▸ **TASK TO CARRY OUT**:
Please repeat the records below exactly, from the first line through the line containing "Hi @lutzroeder", and nothing more.

▸ **EXCERPTED RECORDS**:
PR #345, opened 2019-10-07
Fix loading .mnn model failed when there is no extraTensorDescribe existed.

SatanWoo:
Hi @lutzroeder 

I'm very appreciated with your refactored code for supporting MNN visualization. However, there is a minor bug where the `net.extraTensorDescribe` **does not** always exist. So under that circumstance will `Netron` fail to load `.mnn` models.

In this pull request, I fix this bug and attach a `simple.mnn` file for you to easily reproduce the bug.

[simple.mnn.zip](https://github.com/lutzroeder/netron/files/3698308/simple.mnn.zip)


lutzroeder:
[simple.mnn.zip](https://github.com/lutzroeder/netron/files/5405960/simple.mnn.zip)

PR #363, opened 2019-10-31
Support armnn serialized format

Tee0125:
here's patch to support armnn format. (experimental)

armnn-schema.js is compiled from ArmnnSchema.fbs included in armNN serailizer.

see also:
* armnn: https://github.com/ARM-software/armnn

PR #364, opened 2019-10-31
add armnn serialized format support

Tee0125:
here's patch to support armnn format. (experimental)

armnn-schema.js is compiled from ArmnnSchema.fbs included in armNN serailizer.

see also:

armnn: https://github.com/ARM-software/armnn

As mensioned in #363, I will check items in below:

- [x] Add sample files to test/models.json and run node test/test.js armnn
- [x]  Add tools/armnn script and sync, schema to automate regenerating armnn-schema.js
- [x]  Add tools/armnn script to run as part of ./Makefile
- [x]  Run make lint


Tee0125:
```Can you provide some context what armnn is and who is using it? Why is there another format needed given there are a dozen formats already? Are there any .armnn files available?```

ArmNN is Arm's NN framework, and is one of backend of Android NN API. So companies who wan to support Android NN API with less effort and have NN accelerating chip will be using it.

Since I'm not employer of Arm, I have no idea why ArmNN developers defined a new format. But as I reviewed protobuf with tensorflow scheme and onnx scheme were not good enough to describe quantized tensor.

with ArmNN converter included in ArmNN, onnx/pb/caffe files can be easily converted to .armnn file and I requested ArmNN developers to upload some sample armnn files.

File: src/app.js [hunk 1]
```diff
@@ -131,16 +131,18 @@ class Application {
                     'pt', 'pth', 't7',
                     'pkl', 'joblib',
                     'pbtxt', 'prototxt',
+                    'armnn',
                     'cfg',
                     'xml' ] }
             ]
         };
-        const selectedFiles = electron.dialog.showOpenDialogSync(showOpenDialogOptions);
```
lutzroeder: Looks like this failed to merge?

tools/armnn-script.js
```diff
@@ -0,0 +1,17 @@
+var flatbuffers = require('../third_party/flatbuffers/js/flatbuffers.js').flatbuffers;
```
lutzroeder: Can you remove this script. It shouldn't be needed and same can be accomplished in `armnn.js`.

tools/armnn
```diff
@@ -0,0 +1,73 @@
...
+    pushd "${third_party}/flatbuffers" > /dev/null
+    cmake -G "Unix Makefiles" . > /dev/null
+    make > /dev/null
+    popd > /dev/null
+}
+
+schema() {
+    bold "armnn schema"
+
+    # master branch is patched not to make problem with js but current release branch is not patched yet
```
lutzroeder: Would it make sense to clone the `master` branch?

src/armnn.js
```diff
@@ -0,0 +1,625 @@
...
+    }
+
+    get visible() {
+        return this._visible == false ? false : true;
+    }
+};
+
+armnn.Parameter = class {
+
+    constructor(name, id, tensorInfo, initializer) {
```
lutzroeder: Should take `args` like the other implementations. `Argument` instances should get generated in the code that is calling the constructor.

src/armnn.js
```diff
@@ -0,0 +1,625 @@
...
+
+    get visible() {
+        return true;
+    }
+
+    get arguments() {
+        return this._arguments;
+    }
+
+    static makeKey(layer_id, index) {
```
lutzroeder: `makeKey` is only used by `Graph` so it should move there and is private `_makeKey`.

src/app.js
Tee0125: sorry for confusing, this is mis-pushed one.

commit f6a3411 makes problem with opening file in my Mac OS X, I revert the commit for testing. and it should not be pushed.

src/armnn.js
Tee0125: fixed

tools/armnn
Tee0125: fixed

lutzroeder:
The test file `ssd_mobilenet_v3_small_coco_2019_08_14.armnn` renders empty when opened?

You are still working on removing the `tools/arm-*.js` file -- correct?

Tee0125:
pushed armnn-schema.js was a problem. After regenerating it with 'tools/armnn sync install schema', graph is shown correctly.

(while doing that, I found tools/armnn not working, so I fixed it either)

Since removing unnecessary require statement in `./tools/armnn-script.js` was already done, I think, there's nothing left to do.

lutzroeder:
Regarding `./tools/armnn-script.js` the question was if we remove that script entirely. Custom code generation tends to be difficult to maintain and this script shouldn't be needed. It should be possible to implement this in `src/armnn.js` directly?

Tee0125:
I had no idea whether is it possible or not.

Anyway I tried to implement it directly, and checked it's working. :)

lutzroeder:
1) `git clone https://github.com/openedges/netron.git && cd netron`
2) `npm install`
3) `node ./test/test.js armnn`
4) `npx electron .`
5) Open `./test/data/armnn/ssd_mobilenet_v3_small_coco_2019_08_14.armnn`

This shows an empty screen?

Tee0125:
in my OS X, it does not show empty graph.

screenshot

Tee0125:
model url was a problem. I confirmed `node test.js armnn` downloads raw armnn model and fresh cloned netron shows graph properly

lutzroeder:
Manually merged this PR. Can you check if master includes all the changes and recreate your fork?

Tee0125:
Please merge two more commits, ef1cd473ff553edbcf5ec6e8196c131b39938f1d and 7c8be62ee302684ca6008aa754a53a854904dae3

lutzroeder:
Those changes are included in d2849d6b18a58c7d125d79150aa3bc1cb1c2f327 -- right?

Tee0125:
those changes are included. however I found a neat (made while changing type name from lowercase to camel case) :'(

so one more patch( 42269b5ab8a9d17165fadaec35b9e5fa8e6ff2bc ) needs to be merged

Thanks

lutzroeder:
#515

PR #368, opened 2019-11-08
Update .gitignore

ken4204708:


lutzroeder:
Why is this change needed?

PR #369, opened 2019-11-12
bug fix on displaying quantized tensor

Tee0125:
fix typo

### DIFF
--- a/src/armnn.js
+++ b/src/armnn.js
@@ -551,7 +551,7 @@ armnn.TensorType = class {
     }
 
     isQuantized() {
-        return this._dataType.startsWith("quantised");
+        return this._dataType.startsWith("Quantised");
     }
 };
 


lutzroeder:
Is `QuantisedAsymm8` the same as `quint8` and `QuantisedSymm16` same as `qint16`?`Signed32` seems the same as `int32`?

Tee0125:
here are sample files. (In case of network in ..._q16.armnn, weight tensor is quantized to asymetric 8bit fixed point, bias is quantized to 32bit integer and activation is quantized to symmetric 16bit fixed point) 
 
[samples.zip](https://github.com/lutzroeder/netron/files/3839429/samples.zip)

Tee0125:
and I think, `qint8` should be `quint8`, and `quint16` should be `qint16`

lutzroeder:
#515

PR #371, opened 2019-11-13
[OpenVINO] Fixed layer precision retrieval for IR v7 and newer

demid5111:
This PR contains:

1. Fix for precision retrieval. Precision is a part of OpenVINO IR layers of IR v6 and earlier. In IR v7 and newer the port is no longer an attribute of the layer but instead is a part of each output port and blob. This PR handles this case while keeping the approach backward compatible.

2. Fix for TensorIterator extraction. In recent versions of Netron this logic was broken and the TensorIterator layer that is in nature just a container was shown as a single layer. Instead, there is a logic to extract its contents and replace each TensorIterator node with a complete subgraph that it contains.


lutzroeder:
Can you add a test file to reproduce these issues?

demid5111:
Yes, sure, that was my plan for tomorrow :) I will attach them to MR and include in our tests. среда, 13 ноября 2019г., 22:12 +03:00 от Lutz Roeder  notifications@github.com :

lutzroeder:
```
TypeError: Cannot read property '_inputs' of undefined
    at openvino.Graph._replaceTensorIteratorWithSubgraph (/Users/lutzroeder/Projects/netron/src/openvino.js:281:32)
    at new openvino.Graph (./netron/src/openvino.js:129:14)
    at new openvino.Model (./netron/src/openvino.js:70:21)
    at ./netron/src/openvino.js:55:24
```

PR #384, opened 2019-12-12
update darknet-metadata.json

HagegeR:
added missing net option, some descriptions, and some attributes type.

can you please help me on the TODO's and in the "from" attribute (a kind of routing) ?

### DIFF
--- a/package.json
+++ b/package.json
@@ -22,7 +22,7 @@
         "flatbuffers": "1.11.0",
         "handlebars": "4.5.3",
         "long": "4.0.0",
-        "marked": "0.7.0",
+        "marked": "0.8.0",
         "pako": "1.0.10",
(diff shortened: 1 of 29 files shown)


lutzroeder:
@HagegeR can you update the PR to latest? `boolean` is now handled as `int32` in `master` and `from` is handled for  `scale_channels`.

HagegeR:
done, what about shortcut and sam? is from supported there too?

also I don't know why but it's as if I changed all the files although the files are the same (21 file change when it's only 2)

lutzroeder:
Can you validate the change? `node ./test/test.js darknet` fails with errors.

HagegeR:
can I see the errors?

lutzroeder:
Already fixed and manually merged to ‘master’.

PR #393, opened 2019-12-17
delete non existent layer normalization

HagegeR:
this just make every node bigger for no reason, batch_normalize is just a property


lutzroeder:
Most frameworks model batch normalization as a separate layer or an inner layer as it is a separate operation using weight tensors. It currently renders as an inner node for consistency.

HagegeR:
not in Darknet, in Darknet it's just an option that you turn on or off.

PR #138, opened 2023-02-26
Expand mobility documentation

elbeejay:
- [x] expand mobility guide
- [x] impove mobility function doc-strings


amoodie (approved):
This is awesome. It's much easier to understand what the different metrics are now (and where they actually come from originally). The expanded examples are great too. 

👍

PR #194, opened 2025-02-05
Rename package from deltametrics to sandplover

mcflugen:
We decided to rename the *deltametrics* package to be *sandplover*. This pull request, I hope, does that.

* The python package is now `sandplover`.
* In text, the package is referred to as *SandPlover*.
* The convention for importing `sandplover` is now `import sandplover as spl`.
* Links now point to github.com/sandpiper-toolchain

I think I got most stuff but I'm sure there are things that are missing.


mcflugen:
Note that [8aa56bf](https://github.com/sandpiper-toolchain/sandplover/pull/194/commits/8aa56bf7855d4b6264239b7b9cbb21cf16c00800) modfies the URL for the sample data to point to a file on the *develop* branch that still uses a path that contains the *deltametrics* folder. I had to make that change to get the tests to pass for this pr. Before merging, I will need to undo that commit so the path correctly points to the new *sandplover* folder.

amoodie (approved):
There's obviously too many changes here for me to check them all, but it looks in line with what we have discussed. 

- increment the version number, since this will almost definitely break codes using the "deltametrics" name. 
- I think we want to do just lowercase `sandplover` as the name for the project everywhere. We can make this change separately though, not a big deal.

I'm good to merge once the version is incremented.

mcflugen:
> There's obviously too many changes here for me to check them all

Yeah, sorry about that. I considered trying to break it up into smaller bits but any way you slice it, it was going to be a lot of small changes everywhere.

> I think we want to do just lowercase *sandplover* as the name for the project everywhere

Sounds good. Rather than do this in a separate pull request, I'll just remove the commits from this pr.

> increment the version number, since this will almost definitely break codes using the "deltametrics" name

Are you thinking version 1.0 or 0.5? If we're using semantic versioning, I think 0.5 should be fine since `0.x` versions allow for breaking changes.

amoodie:
No worries! I just meant I wasn't going to give a line-by-line review ha ha.

I think that we should still be in the 0.x territory. There are likely to be more breaking changes as we iterate the package with the sandpiper project/community.

mcflugen:
> I think that we should still be in the 0.x territory.

I agree. We're now at *sandplover* v0.5.0.

PR #198, opened 2025-02-20
Update the deploy workflow

mcflugen:
I've updated the *sandplover* workflow to use the [pypa/gh-action-pypi-publish](https://github.com/pypa/gh-action-pypi-publish) action to upload distributions to PyPI.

▸ **EXERCISE RESPONSE**:
PR #345, opened 2019-10-07
Fix loading .mnn model failed when there is no extraTensorDescribe existed.

SatanWoo:
Hi @lutzroeder 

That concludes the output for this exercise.